Background - Anaemia is a common finding in the preoperative setting, affecting around one-third of patients for whom major surgery is programmed. Moreover, preoperative anaemia has been shown to worsen patient outcome and increase length of hospital stay and costs. In the field of preoperative anaemia correction, a recent Consensus statement suggested reviewing the classic World Health Organization (WHO) criteria in adults by aligning the haemoglobin cut-off to 13 g/dL for both genders. The aim of our study was to assess the differences in terms of prevalence, transfusion rate, transfusion trigger, and blood losses according to gender in a mixed population of surgical patients.
Material and methods - We reviewed data of 610 consecutive patients undergoing elective major surgery at a tertiary care hospital during a 9-month period.

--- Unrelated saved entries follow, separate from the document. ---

PR #738, opened 2021-11-11
new getAnalysis endpoint with pagination

Buwujiu:
This pr adds a new `getAnalysis` endpoint that has pagination. 
- no change made to the old `getAnalysis`, we can migrate to the new paginated endpoint after it's tested.
- The paginated endpoint takes a `page` and a `size` query params.

### DIFF
--- a/song-server/src/main/java/bio/overture/song/server/service/analysis/AnalysisServiceImpl.java
+++ b/song-server/src/main/java/bio/overture/song/server/service/analysis/AnalysisServiceImpl.java
@@ -38,7 +38,9 @@ import static bio.overture.song.core.utils.JsonUtils.fromJson;
 import static bio.overture.song.core.utils.JsonUtils.readTree;
 import static bio.overture.song.core.utils.JsonUtils.toJsonNode;
 import static bio.overture.song.core.utils.Separators.COMMA;
-import static bio.overture.song.server.model.enums.ModelAttributeNames.ANALYSIS_TYPE;
+import static bio.overture.song.server.model.enums.ModelAttributeNames.*;
+import static bio.overture.song.server.repository.specification.AnalysisSpecificationBuilder.equalsStudyPredicate;
+import static bio.overture.song.server.repository.specification.AnalysisSpecificationBuilder.whereStatesInPredicate;
 import static bio.overture.song.server.utils.JsonSchemas.PROPERTIES;
 import static bio.overture.song.server.utils.JsonSchemas.REQUIRED;
 import static bio.overture.song.server.utils.JsonSchemas.buildSchema;
@@ -47,6 +49,7 @@ import static com.google.common.collect.ImmutableList.toImmutableList;
 import static com.google.common.collect.ImmutableMap.toImmutableMap;
 import static java.lang.String.format;
 import static java.util.Objects.isNull;
+import static javax.persistence.criteria.JoinType.LEFT;
 
 import bio.overture.song.core.model.AnalysisTypeId;
 import bio.overture.song.core.model.enums.AnalysisStates;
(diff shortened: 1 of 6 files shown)


song-server/src/main/java/bio/overture/song/server/service/analysis/AnalysisServiceImpl.java
```diff
@@ -208,6 +218,63 @@ public void updateAnalysis(
...
+  @Override
+  public GetAnalysisResponse getAnalysis(
+      @NonNull String studyId,
+      @NonNull Set<String> analysisStates,
+      @NonNull int page,
+      @NonNull int size) {
+    studyService.checkStudyExist(studyId);
+    resolveSelectedAnalysisStates(analysisStates);
+
+    val sort = new Sort(Sort.Direction.ASC, ANALYSIS_ID);
```
jaserud, line 230: What do you think about making the sort a requestParam too? Like have a set for `fieldNames` to sort on and the `order` to chose asc or desc?? If we prefer/require only a default sort, maybe something like `publishedAt` or `createdAt` makes more sense??

song-server/src/main/java/bio/overture/song/server/service/analysis/AnalysisServiceImpl.java
```diff
@@ -208,6 +218,63 @@ public void updateAnalysis(
...
+        };
+
+    val analyses = repository.findAll(spec, pageRequest);
+
+    analyses.forEach(
+        a -> {
+          val id = a.getAnalysisId();
+          a.setFiles(unsecuredReadFiles(id));
+          a.setSamples(readSamples(id));
+          a.populatePublishTimes();
```
jaserud, line 259: Just want to double check, it looks like this pr is just to add paging not to fix the in memory joins?

Buwujiu: just adding paging, there is another ticket for investigating how to improve performance.

song-server/src/main/java/bio/overture/song/server/service/analysis/AnalysisServiceImpl.java
Buwujiu: I checked a bunch of analyses and there are quite a few of them (same program)that are created at the same time, so sorting by `createdAt` doesn't provide much functionality. Not sure about `publishedAt`.

jaserud: Hmm ok, ids are always unique so order_by/sort on them will always return the same result. I suppose if we just want the default sort with no option to sort via params, analysisId (with the studyId we already get) is good enough.

song-server/src/main/java/bio/overture/song/server/service/analysis/AnalysisServiceImpl.java
```diff
@@ -208,6 +218,63 @@ public void updateAnalysis(
...
+      @NonNull int page,
+      @NonNull int size) {
+    studyService.checkStudyExist(studyId);
+    resolveSelectedAnalysisStates(analysisStates);
+
+    val sort = new Sort(Sort.Direction.ASC, ANALYSIS_ID);
+    val pageRequest = PageRequest.of(page, size, sort);
+
+    val spec =
+        new Specification<Analysis>() {
```
jaserud, line 234: I'm curious why is this not a part of the `AnalysisSpecificationBuilder` class :stuck_out_tongue:

Buwujiu: I suppose I could move the logic to `AnalysisSpecificationBuilder`

jaserud (approved):
LGTM

Buwujiu:
This PR is merged, but is overwritten by https://github.com/overture-stack/SONG/pull/743 as the new PR has the latest implementation. No need to test this ticket.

Transfusion rate and transfusion triggers were recorded, analysed and stratified by haemoglobin class, with a particular focus on the 12.0-12.9 g/dL range.

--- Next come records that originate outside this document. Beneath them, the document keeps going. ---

PR #743, opened 2022-01-05
add a new paginated get analysis endpoint with improved perf

Buwujiu:
PR for song getAnalysis endpoint performance upgrade. 

This PR should significantly reduce the time needed to fetch analyses for studies. For example, local performance tests show a result of 2.3 seconds.
New implementation of old `getAnalysis` endpoint, this PR adds a new `paginated` getAnalysis endpoint with `limit` and `offset` parameters to specify paged analysis. 
- adds 4 sql migration scripts to create 4 postgres functions which fetch analysis from DB. When migration completes, db should have these functions available for song service to use. 
- adds the following java classes to map function returns: `DataEntity.java`, `AnalysisDataJoin.java`, `AnalysisSchemaJoin.java`, `AnalysisStateChangeJoin.java`.
- adds a new `UpgradedAnalysisRepository.java` to call DB functions for getting analysis data.


song-server/src/main/java/bio/overture/song/server/service/analysis/AnalysisServiceImpl.java
```diff
@@ -214,37 +201,69 @@ public void updateAnalysis(
   public GetAnalysisResponse getAnalysis(
```
Buwujiu, line 201: the new service method for paginated endpoint

song-server/pom.xml
```diff
@@ -160,6 +160,11 @@
             <groupId>com.google.guava</groupId>
             <artifactId>guava</artifactId>
         </dependency>
+        <dependency>
+            <groupId>io.vavr</groupId>
```
blabadi, line 164: where is this used ?

blabadi (approved):

song-server/pom.xml
Buwujiu: AnalysisServiceImpl.java

Buwujiu: https://github.com/overture-stack/SONG/pull/743/files#diff-3ad7aede999b78dca2c87366270896b4684688e893d4ba6168d1951ad06d02c3R232

PR #745, opened 2022-01-07
Add fileType TXT to base schema and file_type enum

joneubank:
Migration based on migration v1_4 which added CRAM and CRAI to the same enum. Since that worked previously this migration uses the same process copy and pasted with value updates.


joneubank:
the JSON files were only changed to add the "TXT" file type, all the other updates are auto formatting.

song-server/src/main/resources/db/migration/V1_9__filetype_enum_add_txt.sql
```diff
@@ -0,0 +1,20 @@
+ALTER TYPE file_type RENAME TO _file_type;
```
blabadi, line 1: I'm not very familiar with enums, but I thought it would just be something like this: 
`ALTER TYPE enum_name ADD VALUE 'test4' AFTER 'test3';`

blabadi (approved):

song-server/src/main/resources/db/migration/V1_9__filetype_enum_add_txt.sql
joneubank: yeah I looked up the same and had prepared that, but in migration v1_4 it was done this way so I thought to stay consistent with what worked previously...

Results - Since the anaemia threshold was redefined at 13 g/dL for both genders, its prevalence rose from 26.4 to 39.5% (161/610 vs 241/610; p<0.001) in the overall population and from 22.7 to 49.3% (68/300 vs 148/300; p<0.001) in women. Eighty women (26.7%) fell in the haemoglobin 12.0-12.9 g/dL range, and this category was the most represented among transfused women (34.0%). There was no statistical difference in transfusion triggers or overall transfusion rate between genders. Subjects of both genders were transfused at the same haemoglobin level (8.1 g/dL), but women reached the transfusion trigger after less red cell mass loss than men, i.e. 377 mL (249-472 mL) vs 528 mL (356-717 mL), respectively (p<0.001).
Discussion - Treatment of pre-surgical anaemia is one of the core principles of Patient Blood Management. Aligning the haemoglobin threshold between genders in the management of pre-surgical anaemia may result in a lower transfusion rate, but in an increased workload for medical staff in the preoperative phase.